CEMARABET | Harapan Rangga Muslim Ingin Bhayangkara Solo FC Juara di Solo

CEMARABET – Menyambut Liga 1 2020/21 yang akan beroperasi pada Februari tahun depan, Bhayangkara FC resmi berpindah ke Solo dan mengganti nama mereka menjadi Bhayangkara Solo FC, sejak bulan lalu.

Bhayangkara resmi menjadikan Stadion Manahan di Solo sebagai rumah mereka untuk kompetisi nanti. Kepindahan ini slot 4d terpercaya diharapkan membawa perubahan positif untuk klub milik kepolisian tersebut.

Rangga Muslim, pemain sayap Bhayangkara, menilai para pemain semangat dengan perubahan ini. Bagi Rangga, situs judi slot 4d membawa nama Solo sebagai identitas baru untuk klub merupakan tantangan yang bagus.

“Saya rasa hanya perlu sedikit penyesuaian dan adaptasi, tapi itu tidak menjadi masalah karena kompetisi juga akan diprioritaskan di Pulau Jawa, jadi ini sangat baik,” ujar mantan pemain PSS Sleman itu, dikutip laman resmi klub.

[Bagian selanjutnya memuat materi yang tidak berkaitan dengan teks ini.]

Issue #8857, opened 2025-01-29
TransformCache doesn't handle clears


Wumpf:
Fairly sure that's what causes extra transform arrows to show up here (where before they would move the the origin.. which is also questionable, but doesn't look broken like this does) https://rerun.io/viewer/version/main?url=https%3A%2F%2Fstatic.rerun.io%2Frrd%2F0.20.0%2Frevy_breakout_3572dc5d61f77dc4fc9675a85c74035a6ee4b020.rrd

PR #8872, opened 2025-01-30
Fix handling clears in transform cache

Wumpf:
### Related

* Fixes https://github.com/rerun-io/rerun/issues/8857

### What

Testing:
* unit test
* revy breakout looks again as before https://rerun.io/viewer/pr/8872?url=https%3A%2F%2Fstatic.rerun.io%2Frrd%2F0.20.0%2Frevy_breakout_3572dc5d61f77dc4fc9675a85c74035a6ee4b020.rrd

as before, most of this is added test code. Some clutter in the diff because I split `add_chunk` into `add_non_static_chunk` and `add_static_chunk` to make it easier to reason. Also this unfortunately rippled into minor interface change since I had to go with `EntityPath` in one spot where I used `EntityPathHash` before

### DIFF
--- a/crates/viewer/re_view_spatial/src/transform_cache.rs
+++ b/crates/viewer/re_view_spatial/src/transform_cache.rs
@@ -41,6 +41,11 @@ pub struct TransformCacheStoreSubscriber {
 
     per_timeline: HashMap<Timeline, CachedTransformsForTimeline>,
     static_timeline: CachedTransformsForTimeline,
+    // Need to keep track of all recursive clears that ever happened.
+    //
+    // Otherwise, new incoming entities may not correctly change their transform at the time of clear
+    //recursive_clears: HashSet<EntityPath>,
+    // TODO:
 }
 
 impl Default for TransformCacheStoreSubscriber {
@@ -85,6 +90,9 @@ bitflags::bitflags! {
 
         /// The entity has a pinhole projection or view coordinates, i.e. either [`components::PinholeProjection`] or [`components::ViewCoordinates`].
         const PinholeOrViewCoordinates = 1 << 2;
+
+        /// The entity has a clear component.
+        const Clear = 1 << 3;
     }
 }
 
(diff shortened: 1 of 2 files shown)


crates/viewer/re_view_spatial/src/transform_cache.rs
```diff
@@ -392,127 +476,173 @@ impl TransformCacheStoreSubscriber {
         }
     }
 
-    fn add_chunk(&mut self, event: &re_chunk_store::ChunkStoreEvent, aspects: TransformAspect) {
+    fn add_non_static_chunk(
```
teh-cmc, line 479: `add_chunk` or `add_temporal_chunk` is what we usual call this

crates/viewer/re_view_spatial/src/transform_cache.rs
```diff
@@ -392,127 +476,173 @@ impl TransformCacheStoreSubscriber {
...
+            // So instead, we note down that the caches are invalidated for the given entity & times.
+
+            // This invalidates any time _after_ the first event in this chunk.
+            // (e.g. if a rotation is added prior to translations later on,
+            // then the resulting transforms at those translations change as well for latest-at queries)
+
+            let mut invalidated_times = Vec::new();
+            let Some(min_time) = time_column.times().min() else {
+                continue;
+            };
```
teh-cmc, line 508: Technically, this is too conservative (i.e. you'd want a bunch of `min_time_for_component` instead).
In practice, this is absolutely fine and is probably not worth the extra complexity.

teh-cmc (approved):
If there's a nasty edge-case lurking somewhere in there, I certainly won't catch it just by reading.
The general idea looks pretty legit to me.

crates/viewer/re_view_spatial/src/transform_cache.rs
Wumpf: much better, thanks

PR #10312, opened 2025-06-20
Rename to `tee` to `attach_sinks`

jprochazk:
Changing the name discussed in https://github.com/rerun-io/rerun/pull/10158#discussion_r2157086696

We also decided to add back the stateful API.


rerun_py/rerun_sdk/rerun/sinks.py
```diff
@@ -32,16 +32,44 @@ def is_recording_enabled(recording: RecordingStream | None) -> bool:
...
     *sinks: LogSinkLike,
     default_blueprint: BlueprintLike | None = None,
     recording: RecordingStream | None = None,
 ) -> None:
     """
     Stream data to multiple different sinks.
 
-    Duplicate sinks are not allowed. For example, two [`GrpcSink`]s that
+    Duplicate sinks are not allowed. For example, two [`rerun.GrpcSink`][]s that
     use the same `url`.
```
Wumpf: here and on `recording_stream`:

what happens when I do anyways? (docstring should tell ideally)

rerun_py/rerun_sdk/rerun/sinks.py
```diff
@@ -32,16 +32,44 @@ def is_recording_enabled(recording: RecordingStream | None) -> bool:
...
 
 
-def _tee(
+def attach_sinks(
     *sinks: LogSinkLike,
     default_blueprint: BlueprintLike | None = None,
     recording: RecordingStream | None = None,
 ) -> None:
     """
     Stream data to multiple different sinks.
```
Wumpf, line 41: here and on `recording_stream`:

what happens to any data logged so far, will those new sinks catch up (I reckon no).
I think this is important to clarify.

the interaction of `spawn=True` and `attach_sinks` is also worth pointing out on `rr.init`'s documentation

rerun_py/rerun_sdk/rerun/sinks.py
jprochazk: it throws a `ValueError`, added to docstrings

rerun_py/rerun_sdk/rerun/sinks.py
jprochazk: words are hard. it still seems a bit complicated but i've probably spent enough time trying to reword it, so i'll leave it as is in the latest commit and merge. the fact that it's not "easily" documentable suggests to me that what we have is overly complex, and we should head towards "first class sinks" as the only thing asap.

Issue #10298, opened 2025-06-18
Allow starting gRPC server without full message history


jprochazk:
There's a bunch of workflows where you don't need the gRPC server doubling your memory usage.

For example, using `rr.spawn` and the native Viewer. The Viewer spawns a server, and by the time that server is started, the Viewer is already guaranteed to be able to receive messages. The server and Viewer are in the same process, and the Viewer is not actually connected to it, instead it receives messages via an in-memory channel. We did that to remove the overhead of the gRPC protocol from something that should never have to go through a loopback socket interface.

The data received by the server is immediately ingested into the Viewer's chunk stores, but also kept around in history... That means we're currently doubling memory usage only for the relatively niche case where you may want to also connect another (either web or native) Viewer to that same server.

Wumpf:
It's quite shocking that this issue slipped our collective attention. Unless this turns out to be very complex, let's make this a shipblocker for 0.24 and in case it's possible backport to 0.23

We need to get a lot better at tracking end-to-end memory usage!

jprochazk:
Right now, if you set `--server-memory-limit=0B`, then you already get no history. The problem is we're still wasting a bit of compute every time a message is received. It's stored in history, then immediately GC'd out of it, because we hit the memory limit. We should not store messages at all if the memory limit is `0`.

jprochazk:
cc @jleibs 

The places where we need `--server-memory-limit=0B` by default are:
- `rerun` CLI spawning a native Viewer
- `spawn` in SDK

The following will continue to have the current non-zero default:
- Spawning a web viewer
- Running "headless" (server-only)
- `serve_grpc` in SDK

PR #10314, opened 2025-06-20
Disable gRPC server history for Spawn/CLI

jprochazk:
### Related

* Closes https://github.com/rerun-io/rerun/issues/10298#issuecomment-2987837283

### What

* Changes the default server memory limit to `0B` in:
  * Python, C++, Rust `spawn`
  * CLI


crates/store/re_grpc_server/src/lib.rs
```diff
@@ -484,6 +484,11 @@ impl EventLoop {
     fn handle_msg(&mut self, msg: LogMsgProto) {
         self.broadcast_log_tx.send(msg.clone()).ok();
 
+        if self.is_history_disabled() {
```
Wumpf, line 487: oh neat this part turned out way simpler than I thought it would

Issue #10315, opened 2025-06-20
`ComponentColumnDescriptor::is_static` and other metadata flags can be wrong


abey79:
Given a single chunk, it's impossible to know if a column is truly static, or semantically empty. That can only be determined by considering the entire set of chunks comprising a store/recording/partition. Our current implementation of `ComponentColumnDescriptor` does NOT reflect this. As a result, it's `is_static` field (and other metadata flag) can be wrong, depending on how the schema was computed.

- `ChunkBatch::chunk_schema()` -> WRONG (potentially)
- `ChunkStore::schema() -> correct
- `re_chunk_store::store_schema_from_chunk_stream()` -> correct

This discrepancy should absolutely be captured by our type system.

abey79:
Similar to this issue, a chunk's column being `is_sorted` is no indication that the recording/partition it belongs to has this column actually sorted. As a result, the `is_shorted` metadata should be dropped each time metadata is aggregated.

PR #10316, opened 2025-06-20
Introduce a way to accurately determine a store schema based on a stream of chunks

abey79:
### Related

- related to https://github.com/rerun-io/rerun/issues/10315
- sibling https://github.com/rerun-io/dataplatform/pull/990

### What

This PR introduces `re_sorbet::SchemaBuilder()` to accurately compute store schema based on a stream of chunks.

Background:
- Store schema are needed in the context of the dataframe API
- Previously, we used `ChunkStore` facilities to compute the schema (which was accurate)
- Because `redap` operates on a `Stream` of chunk, it instead used `SchemaBuilder:try_merge` on per-chunk schema.
- This approach yields *wrong* result, see #10315.
- This PR introduces the required tool to fix redap.

### DIFF
--- a/crates/store/re_chunk_store/src/lib.rs
+++ b/crates/store/re_chunk_store/src/lib.rs
@@ -19,7 +19,6 @@ mod drop_time_range;
 mod events;
 mod gc;
 mod query;
-mod schema_builder;
 mod stats;
 mod store;
 mod subscribers;
@@ -31,7 +30,6 @@ pub use self::{
     },
     events::{ChunkCompactionReport, ChunkStoreDiff, ChunkStoreDiffKind, ChunkStoreEvent},
     gc::{GarbageCollectionOptions, GarbageCollectionTarget},
-    schema_builder::SchemaBuilder,
     stats::{ChunkStoreChunkStats, ChunkStoreStats},
     store::{
         ChunkStore, ChunkStoreConfig, ChunkStoreGeneration, ChunkStoreHandle, ColumnIdentifier,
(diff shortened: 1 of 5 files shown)


crates/store/re_chunk_store/src/schema_builder.rs
teh-cmc, line 1: Feels like this belong in `re_sorbet` more than `re_chunk_store`? It's about schema semantics, not storage.

crates/store/re_chunk_store/src/schema_builder.rs
```diff
@@ -0,0 +1,112 @@
...
+    columns: HashMap<ColumnDescriptor, ColumnMetadata>,
+}
+
+impl SchemaBuilder {
+    pub fn new() -> Self {
+        Self::default()
+    }
+
+    /// Add a chunk to the builder.
+    pub fn add_chunk(&mut self, chunk: &Chunk) -> Result<(), re_chunk::ChunkError> {
```
teh-cmc: This won't be cheap is my guess
```suggestion
    #[tracing::instrument(level = "trace")]
    pub fn add_chunk(&mut self, chunk: &Chunk) -> Result<(), re_chunk::ChunkError> {
```

crates/store/re_chunk_store/src/schema_builder.rs
abey79: Agreed 100%, but `re_chunk` and `re_chunk_store` _depend_ on `re_sorbet`, so I cannot use them there, which I need to. `re_chunk_store` was my next best pick.

abey79: I could move it `re_sorbet` by:
- accepting `ChunkBatch` instead of `Chunk` (which is fine—we do that anyways)
- replacing `chunk.is_static()` by `chunk_batch.schema.chunk_columns.indices.len() == 0` (wrapped in an helper)

abey79: done

teh-cmc (approved):

PR #10324, opened 2025-06-23
Fix pypi notebook publish

jprochazk:
Not sure how this ever worked. Wish the GCP libraries had type annotations so we could've caught this earlier :grimacing:


jprochazk:
I'm gonna yolo merge this one, it's only a typo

“Harapan saya, Bhayangkara Solo bisa merekor gelar juara di Solo dan membawa pengaruh positif untuk kemajuan judi slot online sepakbola di Solo,” lanjut pemain yang pernah membela Persebaya Surabaya tersebut.

Berpindah-pindah domisili bahkan berganti nama bukan hal yang tidak mungkin dari Bhayangkara, sebagaimana klub tersebut sudah berulang kali mengalami perubahan. Jati diri mereka mulai nampak pada 2017, ketika berkandang di Bekasi.

Menjadikan Stadion Patriot Candrabhaga sebagai homebase, The Guardian pun berhasil menjadi kampiun edisi pertama agen slot 4d Liga 1. Pada musim berikutnya, mereka pun pindah ke Stadion PTIK, di Jakarta Selatan.

Kepindahan ke PTIK membuat citra Bhayangkara semakin lengket dengan kepolisian dan tim Jabodetabek. Namun animo suporter di sana belum sesuai ekspektasi, hingga akhirnya mereka kembali pindah ke Solo.

Kebetulan, Stadion Manahan kini makin megah karena merupakan salah satu venue tuan rumah Piala Dunia U-20 tahun situs slot 4d depan. Dengan ini Bhayangkara akan berbagi tuan rumah dengan Persis Solo, yang bermain di Liga 2.

Bagi Rangga, perubahan dan pergantian nama dari klubnya bukan hal yang sukar diterima. Sebelumnya beberapa pemain Bhayangkara menyatakan enjoy dan siap berjuang untuk identitas baru mereka, Kota Solo.

“Kalau menurut saya tidak jadi masalah [perubahan nama], semoga ini bisa menjadi dorongan dan semangat baru buat saya pribadi,” tukas pemain asal Bima yang mengorbit bersama PSIM Jogja ini.